[Task goal]: Repeat the material in full. Keep every line exactly as it is.

*** Provided entries ***

PR #276, opened 2018-05-04
✨ Add Feature/add timer event

### LINKED ISSUE #248: Implement Support for Timerevents in the Property Panel
#### Describe your issue

Timerevents are not supported by the Property Panel.

#### Possible solution

Implement support for the Timerevents. 
Orientate on the camunda property-panel.

alexanderkasten:
## What did you change?

This PR adds TimerEvent support to the PropertyPanel

Closes #248 

- checkout the branch
- `au run`
- add a timer boundary event to your diagram and set date, duration or cycle with the property panel

## PR-Checklist

### DIFF
--- a/src/modules/property-panel/indextabs/general/sections/timer-event/timer-event.html
+++ b/src/modules/property-panel/indextabs/general/sections/timer-event/timer-event.html
@@ -1,0 +1,34 @@
+<template>
+  <require from="./timer-event.css"></require>
+  <require from="../../../../styles/sections.css"></require>
+  <div class="panel panel--grow">
+    <div class="panel__heading">
+      Timer Event
+    </div>
+    <div class="panel__content">
+      <table class="props-table">
+        <tr>
+          <td>
+            <select class="props-input" value.bind="selectedId" change.delegate="updateTimerType()">
+              <option model.bind="undefined">-Choose Option-</option>
+              <option model.bind="1">Date</option>
+              <option model.bind="2">Duration</option>
+              <option model.bind="3">Cycle</option>
+            </select>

*** End of Provided entries ***

[Answer area]:
PR #276, opened 2018-05-04
✨ Add Feature/add timer event

### LINKED ISSUE #248: Implement Support for Timerevents in the Property Panel
#### Describe your issue

Timerevents are not supported by the Property Panel.

#### Possible solution

Implement support for the Timerevents. 
Orientate on the camunda property-panel.

alexanderkasten:
## What did you change?

This PR adds TimerEvent support to the PropertyPanel

Closes #248 

- checkout the branch
- `au run`
- add a timer boundary event to your diagram and set date, duration or cycle with the property panel

## PR-Checklist

### DIFF
--- a/src/modules/property-panel/indextabs/general/sections/timer-event/timer-event.html
+++ b/src/modules/property-panel/indextabs/general/sections/timer-event/timer-event.html
@@ -1,0 +1,34 @@
+<template>
+  <require from="./timer-event.css"></require>
+  <require from="../../../../styles/sections.css"></require>
+  <div class="panel panel--grow">
+    <div class="panel__heading">
+      Timer Event
+    </div>
+    <div class="panel__content">
+      <table class="props-table">
+        <tr>
+          <td>
+            <select class="props-input" value.bind="selectedId" change.delegate="updateTimerType()">
+              <option model.bind="undefined">-Choose Option-</option>
+              <option model.bind="1">Date</option>
+              <option model.bind="2">Duration</option>
+              <option model.bind="3">Cycle</option>
+            </select>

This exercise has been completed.